Sn
Başbakan Recep Tayyip Erdoğan'ın Perşembe akşamı çıktığı A
Haber'deki programda ağırlıklı mevzular; Paralel Yapı, Kırım gelişmeleri
ve İnternet Kanunu'ydu. Paralel yapıyla alakalı "bunlar dînî cemaat
değil, dînî cemaat taban; üst yöneticiler siyâsî örgüt" sözünü üzerine
basa basa telaffuz etti. Paralel yapının dinlemelerle casusluk yaptığını
bir kaç kere tekrarladı ve karar mekanzimalarının mutlaka
çökertileceğini haber verdi...
AK Parti genel başkanı da olan
Başbakan, o gün El Aziz ve Malatya'da meydanlara sığmayan mitingler
yapmış, sahnede uzun uzadıya vatandaşlara hitap etmiş, devletin
işleriyle meşgul olmuş ve akşamında 22.30 gibi erken olmayan bir saatte
de canlı yayına gelmişti. Üstelik sabahında da miting için Eskişehir'e
gidecekti. Buna rağmen bir yorgunluk emaresi görülmüyordu. Bu
çalışkanlık, bu azîm ve gayret bu ülke ve bu coğrafya adına kazançtır.
Bunun sırrı nedir?
Bunun
sırrı, programdaki gazetecilerden birinin bir ara "incitmemek lazım"

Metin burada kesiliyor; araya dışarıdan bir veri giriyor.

PR #30233, opened 2025-06-13
`ActionsRegistry`: Implementing some `mockServices` for testing

benjdlambert:
Opening this up for some comments here and thoughts forward.

Wanted to create some form of test harness to create actions with.

```ts
const actionsRegistry = mockServices.actionsRegistry();

actionsRegistry.register({
  name: 'test',   
  title: 'Test',
  description: 'Test',
  schema: {
    input: z.object({ name: z.string() }),
    output: z.object({ name: z.string() }),
  },
  action: async ({ input }) => ({ output: { name: input.name } }),
});

const result = await actionsRegistry.invoke({
  id: 'testing:test',
  input: { name: 'test' },
});

expect(result).toEqual({ output: { name: 'test' } });
```


packages/backend-test-utils/report.api.md
```diff
@@ -56,6 +60,33 @@ export interface CreateMockDirectoryOptions {
   mockOsTmpDir?: boolean;
 }
 
+// @public
+export class MockActionsRegistry
+  implements ActionsRegistryService, ActionsService
```
freben, line 65: Kind of neat to make a single mock service instead of two, when they functionally are a pair. The question is what to name it then :) This seems ok.

Would be kinda nice though if it just automatically worked out right if you do

```ts
const a = mockServices.actionsRegistry();
const b = mockServices.actions();
```

And it just did the right thing behind the scenes.

I was pondering for a bit whether there's something that can be done using like

```ts
// at the root of mockServices.ts
let actionsState = undefined;

beforeEach(() => {
  actionsState = undefined;
});

return function getActionsState() {
  actionsState ??= { /* whatever a good empty state is */ };  
  return actionsState;
}

export function actionsRegistry(): ActionsRegistryService {
  return new MockActionsRegistry(getActionsState());
}
export function actions(): ActionsService {
  return new MockActionsRegistry(getActionsState());
}
```

just illustrative pseudocode of course. This way, ANY pair of created actionsRegistry / actions services (on the same level of the code) can get a state container with `getActionsState` in their respective constructor and be sure that they get the same one. The only thing that wouldn't work would be to have eg `actionsRegistry` in a `define` and the `actions` inside an `it` because they would get different state containers. But it's a bit of an odd state.

Another alternative is

```ts
// at the root of mockServices.ts
const actionsState = { registered: [] };

beforeEach(() => {
  actionsState.registered.length = 0;
});
```

With that, you can't register things in `describe` and expect them to be visible inside `it`. But you can circumvent that too, by "pushing" a state in `beforeEach` and restoring it to its previous shape in `afterEach`.

```ts
// at the root of mockServices.ts
const actionsState = { registered: [] };
let savedState;

beforeEach(() => {
  savedState = [...actionsState.registered];
});
afterEach(() => {
  actionsState.registered = savedState
});
```

Or something like that.

Am I just tired and that doesn't work, or is it actually workable?

benjdlambert: It probably works it's just a bit unfortunate to add jest as a dependency of it all. Maybe that's fine though and we can of course just check if it's available before calling it.

Was just thinking that these `mockService` things might not only be called in `jest`.

Maybe guarding it in `typeof beforeEach === 'function'` or something?

benjdlambert: I did really want to try and move this state to like a separate `serviceRef` or something instead of having this global `let` state, as that felt a little cleaner. But's really only useful in `startTestBackend`, and not out of band of a Backstage backend process.

packages/backend-test-utils/src/next/services/MockActionsRegistry.ts
```diff
@@ -0,0 +1,164 @@
...
+      );
+    }
+  }
+
+  register<
+    TInputSchema extends AnyZodObject,
+    TOutputSchema extends AnyZodObject,
+  >(options: ActionsRegistryActionOptions<TInputSchema, TOutputSchema>): void {
+    // hardcode testing: prefix similar to how the default actions registry does it
+    const id = `testing:${options.name}`;
```
Rugvip: I think `test` is best here right? Similar to https://github.com/backstage/backstage/blob/a9219496d5c073aaa0b8caf32ece10455cf65e61/packages/backend-test-utils/src/next/services/mockServices.ts#L321

and

https://github.com/backstage/backstage/blob/861f162b4a39117b824669d67a951ed1db142e3d/packages/backend-test-utils/src/next/wiring/ServiceFactoryTester.ts#L99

demesi üzerine verdiği cevaptadır. Şöyle dedi "biz, Allah'ı
incitmeyelim!" Böyle bir telakki, ancak tasavvufi terbiyeden nasibi
olanlara mahsustur. Demek oluyor ki Tayyip Erdoğan için ölçü "Allah
rızası"dır. Ölçü bu olunca yılmak, yorulmak da olmaz.
Öyleyse ...
Ölçüsü
Allah rızası olan bir Başbakan, Macaristan'daki otelde kumar yüzünden
burnu kırılan, sabaha kadar yeşil çuhalı masa etrafından ayrılamayıp
öğlene doğru ancak işe gelebilen bir Başbakan gibi veya her değeri
"laiklik" diye karşılayan bir Başbakan gibi olamaz. Bu Başbakan, ne
İngiliz Said Paşa, ne Moskof Nedim Paşa, ne Hitler özentili İnönü, ne
tayinle gelmiş Nihat Erim, ne Alman destekli Mesut Yılmaz, ne 28 Şubat
güdümlü Ecevit'tir. Başbakan Recep Tayyip Erdoğan, yüzde yüz yerli ve
millî bir şâhsiyettir. Vatandaşla alnı secde gören Başbakanı arasında
gönül yolları olduğu için meydanlar lebaleb dolmakta.
Bahsettiğimiz
tv programında Başbakan Erdoğan, mâlûm sosyal medya unurlarına
dair açıklamalar yaparken bir gazeteci "kapatmak da dahil mi?" deyince
"evet kapatmak da dahil, çünkü bunlar, kendi menfaatleri ve casusuluk
için ahlâksızlığın en hayasızını yapmaktalar; bu milleti bunlara
yedirmeyeceğiz!" dedi. Bu söze "sansür" gibi istismarı çok yapılan
sorumsuz itirazlar gelebilir. Halbuki başıboş bir sosyal medya,
gençliği ve orta yaşı çürütmekte, zamanını boşa, malayaniye harcatmakta;
bir kısım yayınlarıyla esrar, eroin, alkol, fuhuş ve kumar gibi
tahribat yapmakta, bunları pazarlamakta ve bir de üstüne üstlük casusluk
faaliyetlerine tezgâh olmaktadır.
İnterneti suistimal ederek
uyuşturucuya dönüşen bir kısım sosyal medyaya karşı tedbir almak
devletin anayasadan doğan mecburiyetidir.
Bu milleti ahlâksız
sosyal medyaya yedirmeyeceğiz!!! Kararı, son zamanların en değerli
ifadelerinden biridir. Bu millet nankör değil. Bu azîz millet de
Başbakanını yedirmeyecek. Meydanlar onu haykırmakta.